Italian translation at settesei.it
All else equal, increasing your first serve speed is a good thing … so how useful is it? Earlier this week, I published some generic numbers, but those are far too crude to answer this question.
To get a better answer, we need to see what happens when specific players serve a little faster or slower. Sometimes, players dramatically mix up serve speed (as with slice serves wide), but most of the time, each player stays within a fairly limited range defined by his own power and skill.
The algorithm I’ve employed is fairly complicated, so I’ll give you the results first.
It appears that most players, if they increased their average serve speed by one mile per hour, would win 0.2% more first service points. That’s not many–it’s not even one point in every match. But every little bit helps, and according to my win probability models, winning 0.2% more first serve points can increase your chance of winning an even match from 50% to just short of 51%. Except possibly at the extremes, that continues to be the case for 2 MPH, 3 MPH, and greater increases–so a 5 MPH increase takes that 50/50 match and turns it into a 54/46 contest.
(One assumption here is that all players respond to increases in serve speed the same way. I’m sure that’s not true, but at this stage it’s a necessary assumption.)
The effect of a speed increase is even greater on ace and service winner rates. Each additional MPH on a player’s serve increases his ace rate by about 0.4%, and his service winner rate by about 0.5%.
Now for the algorithm and some caveats.
Process
The algorithm was designed to control (to the extent possible) for different types of serving and playing styles, as well as the different average speeds to the deuce and ad court, as well as to different directions (wide, body, and T).
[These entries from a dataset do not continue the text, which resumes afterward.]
PR #1036, opened 2019-05-22
Stop using deprecated analyzer API left over from "UI as code" migration.

stereotype441:
Since analyzer version 0.36.0, we no longer need to use elements2.
elements is equivalent.

### DIFF
--- a/pkgs/test_core/lib/src/runner/parse_metadata.dart
+++ b/pkgs/test_core/lib/src/runner/parse_metadata.dart
@@ -443,7 +443,6 @@ class _Parser {
     }
 
     var map = <K, V>{};
-    // ignore: deprecated_member_use
     for (var element in (expression as SetOrMapLiteral).elements) {
       if (element is MapLiteralEntry) {
         map[key(element.key)] = value(element.value);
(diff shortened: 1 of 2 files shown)


pkgs/test_core/lib/src/runner/parse_metadata.dart
```diff
@@ -464,7 +464,7 @@ class _Parser {
     var list = expression as ListLiteral;
 
     // ignore: deprecated_member_use
```
natebosch: Can we remove the ignores now?

jakemac53: That would still break build_web_compilers 1.x users

pkgs/test_core/pubspec.yaml
```diff
@@ -8,7 +8,7 @@ environment:
   sdk: ">=2.1.0 <3.0.0"
 
 dependencies:
-  analyzer: ">=0.35.3 <0.37.0"
+  analyzer: ">=0.36.0 <0.37.0"
```
kevmoo: Use `^` syntax?

pkgs/test_core/lib/src/runner/parse_metadata.dart
stereotype441: > Can we remove the ignores now?

Done!

pkgs/test_core/pubspec.yaml
stereotype441: > Use `^` syntax?

Done!

PR #1046, opened 2019-07-06
Fix deprecations and new lints

kevmoo:


natebosch:
For the future, the commit message would be more useful if it said "Ignore deprecations" instead of "Fix deprecations"...

natebosch:
Do we have an issue filed to stop using those analyzer APIs?

kevmoo:
> For the future, the commit message would be more useful if it said "Ignore deprecations" instead of "Fix deprecations"...

ack

> Do we have an issue filed to stop using those analyzer APIs?

Nope. We'd have to be careful to go through and update the min versions if moving to new APIs

natebosch:
https://github.com/dart-lang/test/issues/1050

I used only US Open data, to avoid differences between surfaces and between the speed guns used at different events. I used data only from the 18 players who had more than 150 first-serve points tracked by Pointstream. For each of those players, I found their average first-serve speed for each of six directions: wide, body, and T to the deuce and ad courts. Then, I randomly selected 150 of their first-serve points, and for each point, noted the difference between the point’s serve speed and the player’s average in the relevant court/direction.
Thus, every one of 2700 points was labeled 0 (average for that player/court/direction), or +1 (one mph above average), or -4, and so on. That results in large pools of points with each label. Many of the pools were too small for useful analysis, so I grouped them in sets of five: (-2, -1, 0, +1, +2), (-1, 0, +1, +2, +3), and so on. The pools, then, were useful from about -15 to +15.
From there, I looked at each of several stats (points won, aces, service winners) for each pool, and compared the rates from one pool to the next. The results were somewhat erratic–in some instances, an additional mph results in aces or points won going down, but over the set of 31 pools, they generally went up. The numbers presented above are the averages of each one-mph change.
Caveats
It’s not a very big sample, especially when separating serves into pools of 0, +1, +2, and so on.
One issue with the dataset is that the 18 servers were usually winning–that’s how they got enough first serves to merit inclusion. Thus, the average returner in the dataset is below average. That isn’t necessarily a bad thing–perhaps below-average returners respond to changes in serve speed the way above-average returners do–but without more data, it’s tough to know.
Another concern is what the numbers really tell us below about 5 mph slower than average. The algorithm operates on the assumption that a 120 mph serve is the same as a 121 mph serve, only slower. Comparing 120 and 121, that’s probably true. But comparing 120 and 108–for the same player, serving in the same direction–it probably isn’t. The 108 mph isn’t a simulation of what would happen if the player wasn’t as good; it’s probably a strategic choice, likely accompanied by some spin.
That said, the algorithm doesn’t directly compare 120 and 108, it compares 108 and 109, and perhaps in the aggregate, there is something useful to be gleaned from comparing a strategic spin first serve to an identical serve one mph faster. In any event, limiting the range to between -10 and 10, or even -7 and 7, doesn’t change the results much.
Finally, the sample is completely inadequate to tell us what happens at the extremes. The average player appears to improve his chances by adding another bit of speed, but does John Isner? There may be a ‘sweet spot’ where a player can get maximum gains from an additional 1, 5, or 10 mph on his first serves, but beyond which, the gain is more limited.